CENG 514 Data Mining
Assignment II
In this assignment we will work on Classifiers and Classfier Accuracy Calculations. We will
elaborate on two related sub tasks.
Q1. Implementing the k-NN algorithm.
In this part of the assignment, you will implement the well-known k-NN algorithm yourself in
Python. Remember that it is an instance based learning algorithm including the following
main steps:
• Given the instance whose label to be predicted (xq), find k nearest neighbors of xq
within the training data set. At the step, you are not expected to implement an index
structure, just calculate the similarites and find k nearest neighbors.
• Decide for the label of xq according to the majority voting/mean/weighted mean.
The important point in your implementation will be to make the similarity function parametric
so that you can use your k-NN implementation with different similarity metrics.
Key points:
- For the experiments, we will use “Productivity Prediction of Garment Employees”
Data Set
https://archive.ics.uci.edu/ml/datasets/Productivity+Prediction+of+Garment+Employ
ees
- You will predict actual_productivity of the workers. Use weighted mean for the
prediction.
- Implement two different similarity metrics suitable for the data set and use it together
with your k-NN implementation.
Reporting:
- Describe the similarity metrics you devised.

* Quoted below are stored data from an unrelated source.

PR #424, opened 2026-08-04
feat: always save to stdout if it is in pipe

Decodetalkers:
this will allow save always work if there is a pipe operator exist.

### DIFF
--- a/wayshot/src/wayshot.rs
+++ b/wayshot/src/wayshot.rs
@@ -1,4 +1,4 @@
-use std::io::{self, BufWriter, Write};
+use std::io::{self, BufWriter, IsTerminal, Write};
 use std::time::Duration;
 
 use clap::Parser;
@@ -153,7 +153,7 @@ fn main() -> Result<()> {
                         std::fs::write(f, &encoded)?;
                     }
 
-                    if settings.stdout_print {
+                    if settings.stdout_print || !stdout.is_terminal() {
                         writer.write_all(&encoded)?;
                     }
 


Decodetalkers:
I just want if this pr can be included in 1.6.0 @Gigas002 . I just know we can check if the program is in pipe, then we can decide whether to write to stdout or not. I think it will be quite helpful for people who use the terminal.

Gigas002:
Honestly, I'm against merging it as-is...

We already have two explicit ways to get stdout output: pass `-` as the FILE arg, or set `stdout = true` in the config. Both are opt-in and predictable. This PR replaces that explicit contract with an implicit one based on `is_terminal()`, which means *any* non-interactive stdout — not just an intentional pipe to another image tool — now gets raw image bytes written to it.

- Report the result for k values from 2 to 10, under 3-fold cross validation for both of
the similarity metrics. Since your prediction results are numeric values, report the
prediction performance in terms of MSE, RMSE and MAPE.
- Report the prediction time for all cases.

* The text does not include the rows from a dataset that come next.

PR #1326, opened 2022-09-17
Move `Attr` To Pure Python (1/3)

nguyenv:
This is a subset of #1188. I'm separating into multiple PRs because it's becoming too big and unwieldy to change and review everything in one go.


tiledb/indexing.pyx
```diff
@@ -21,7 +21,7 @@ def _index_as_tuple(idx):
 cdef class DomainIndexer(object):
 
     @staticmethod
-    def with_schema(ArraySchema schema):
+    def with_schema(schema):
```
ihnorton, line 24: Can you use python type annotation here? (for future transfer to pure python)

tiledb/indexing.pyx
```diff
@@ -31,6 +31,10 @@ cdef class DomainIndexer(object):
         self.array_ref = weakref.ref(array)
         self.schema = array.schema
         self.query = query
+    
+    @property
+    def schema(self):
+        return self.array.array_ref().schema
```
ihnorton, line 37: Does this return a copy? Please document

ihnorton (approved):
💯 nice work!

Q2. Comparing with the classifiers in the scikit-learn library.
In this part of the assignment, compare the best performance of your implementation with the
following supervised learning methods in scikit-learn library: KNeighborsRegressor,
naive_Bayes and DecisionTreeRegressor. Note that you may need to adapt the domains of the
attributes according to the classifier. You do not need to optimize the parameters for these
classifiers. Just use the default settings.
Reporting:
- Report the results under 3-fold cross validation in terms of MSE, RMSE and MAPE.
- Report the prediction time for all cases.
Submission: Codes and the report presenting the analysis result.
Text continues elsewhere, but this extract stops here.